Required work —
Every line below that mentions the word "GolangSpec" should be copied out.

[Opening Data under study section]

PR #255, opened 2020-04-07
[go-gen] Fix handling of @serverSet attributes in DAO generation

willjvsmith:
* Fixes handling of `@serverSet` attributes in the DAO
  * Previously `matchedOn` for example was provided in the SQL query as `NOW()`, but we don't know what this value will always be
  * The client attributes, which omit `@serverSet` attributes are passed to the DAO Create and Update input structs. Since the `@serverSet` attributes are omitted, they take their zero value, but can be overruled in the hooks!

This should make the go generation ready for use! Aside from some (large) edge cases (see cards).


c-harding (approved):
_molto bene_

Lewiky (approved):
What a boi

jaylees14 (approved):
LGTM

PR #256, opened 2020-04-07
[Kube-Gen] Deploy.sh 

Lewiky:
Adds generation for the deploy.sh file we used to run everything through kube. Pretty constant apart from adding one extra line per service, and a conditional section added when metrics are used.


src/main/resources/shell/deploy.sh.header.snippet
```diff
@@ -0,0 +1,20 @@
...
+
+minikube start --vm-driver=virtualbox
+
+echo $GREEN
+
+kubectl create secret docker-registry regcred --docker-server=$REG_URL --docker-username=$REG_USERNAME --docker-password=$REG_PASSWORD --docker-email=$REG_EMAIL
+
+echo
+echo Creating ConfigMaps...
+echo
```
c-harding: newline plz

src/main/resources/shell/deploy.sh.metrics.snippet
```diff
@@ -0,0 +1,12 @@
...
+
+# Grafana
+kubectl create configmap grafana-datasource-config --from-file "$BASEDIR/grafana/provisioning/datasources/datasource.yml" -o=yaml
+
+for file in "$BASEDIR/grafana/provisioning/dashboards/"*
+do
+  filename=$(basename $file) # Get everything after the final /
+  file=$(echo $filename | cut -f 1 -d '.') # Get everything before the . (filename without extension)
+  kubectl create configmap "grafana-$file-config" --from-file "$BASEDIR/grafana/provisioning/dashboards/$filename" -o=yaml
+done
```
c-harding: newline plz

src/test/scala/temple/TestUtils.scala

[Closing Data under study section]
[Opening Data under study section]

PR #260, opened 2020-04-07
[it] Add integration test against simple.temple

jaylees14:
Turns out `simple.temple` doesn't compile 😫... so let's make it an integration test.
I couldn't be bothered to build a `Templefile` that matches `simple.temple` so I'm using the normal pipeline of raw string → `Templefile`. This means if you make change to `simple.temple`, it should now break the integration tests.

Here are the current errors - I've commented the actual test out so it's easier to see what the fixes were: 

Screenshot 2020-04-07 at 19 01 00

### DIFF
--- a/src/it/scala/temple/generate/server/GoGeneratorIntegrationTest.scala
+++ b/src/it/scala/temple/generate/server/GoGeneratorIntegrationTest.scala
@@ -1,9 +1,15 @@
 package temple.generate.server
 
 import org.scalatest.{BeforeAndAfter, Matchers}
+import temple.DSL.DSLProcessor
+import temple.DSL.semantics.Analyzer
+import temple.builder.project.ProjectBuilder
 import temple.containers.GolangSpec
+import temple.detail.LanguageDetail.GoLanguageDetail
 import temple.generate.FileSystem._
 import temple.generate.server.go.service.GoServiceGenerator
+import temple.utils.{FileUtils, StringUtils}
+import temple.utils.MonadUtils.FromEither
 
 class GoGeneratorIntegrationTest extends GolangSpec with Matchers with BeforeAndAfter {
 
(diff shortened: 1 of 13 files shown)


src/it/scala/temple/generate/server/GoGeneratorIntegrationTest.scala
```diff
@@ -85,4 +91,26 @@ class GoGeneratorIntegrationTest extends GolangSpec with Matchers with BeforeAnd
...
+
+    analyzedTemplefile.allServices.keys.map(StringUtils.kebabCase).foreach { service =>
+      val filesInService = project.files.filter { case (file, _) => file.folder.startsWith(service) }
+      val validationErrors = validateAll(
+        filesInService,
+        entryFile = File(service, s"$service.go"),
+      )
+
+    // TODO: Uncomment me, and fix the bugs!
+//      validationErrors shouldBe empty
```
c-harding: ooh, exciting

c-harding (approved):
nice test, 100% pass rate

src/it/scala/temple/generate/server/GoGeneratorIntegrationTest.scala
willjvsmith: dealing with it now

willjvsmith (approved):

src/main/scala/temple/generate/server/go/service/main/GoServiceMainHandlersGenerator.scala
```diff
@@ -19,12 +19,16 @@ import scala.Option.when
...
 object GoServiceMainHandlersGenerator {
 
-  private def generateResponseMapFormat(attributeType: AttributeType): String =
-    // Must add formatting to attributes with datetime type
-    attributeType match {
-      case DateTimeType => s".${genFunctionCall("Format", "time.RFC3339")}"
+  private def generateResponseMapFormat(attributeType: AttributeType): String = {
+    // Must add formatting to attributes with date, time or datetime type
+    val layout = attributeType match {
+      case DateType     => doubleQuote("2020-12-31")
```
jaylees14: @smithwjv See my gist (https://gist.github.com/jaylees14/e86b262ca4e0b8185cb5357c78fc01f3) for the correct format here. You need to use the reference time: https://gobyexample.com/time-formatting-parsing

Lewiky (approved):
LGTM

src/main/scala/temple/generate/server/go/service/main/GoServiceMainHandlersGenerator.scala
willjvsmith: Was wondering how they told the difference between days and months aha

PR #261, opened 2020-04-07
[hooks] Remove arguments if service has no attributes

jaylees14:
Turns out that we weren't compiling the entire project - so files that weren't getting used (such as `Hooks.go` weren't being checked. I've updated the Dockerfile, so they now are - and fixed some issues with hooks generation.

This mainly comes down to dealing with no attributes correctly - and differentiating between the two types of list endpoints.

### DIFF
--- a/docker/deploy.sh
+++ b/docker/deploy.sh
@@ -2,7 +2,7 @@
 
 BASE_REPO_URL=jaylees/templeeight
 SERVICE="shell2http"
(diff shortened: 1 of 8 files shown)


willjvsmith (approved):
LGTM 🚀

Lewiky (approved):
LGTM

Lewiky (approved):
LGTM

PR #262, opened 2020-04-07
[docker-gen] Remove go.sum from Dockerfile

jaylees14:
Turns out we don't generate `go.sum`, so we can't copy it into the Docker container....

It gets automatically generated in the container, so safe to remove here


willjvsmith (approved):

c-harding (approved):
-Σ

[Closing Data under study section]

Response to the task —
 import temple.containers.GolangSpec
 class GoGeneratorIntegrationTest extends GolangSpec with Matchers with BeforeAndAfter {
@@ -85,4 +91,26 @@ class GoGeneratorIntegrationTest extends GolangSpec with Matchers with BeforeAnd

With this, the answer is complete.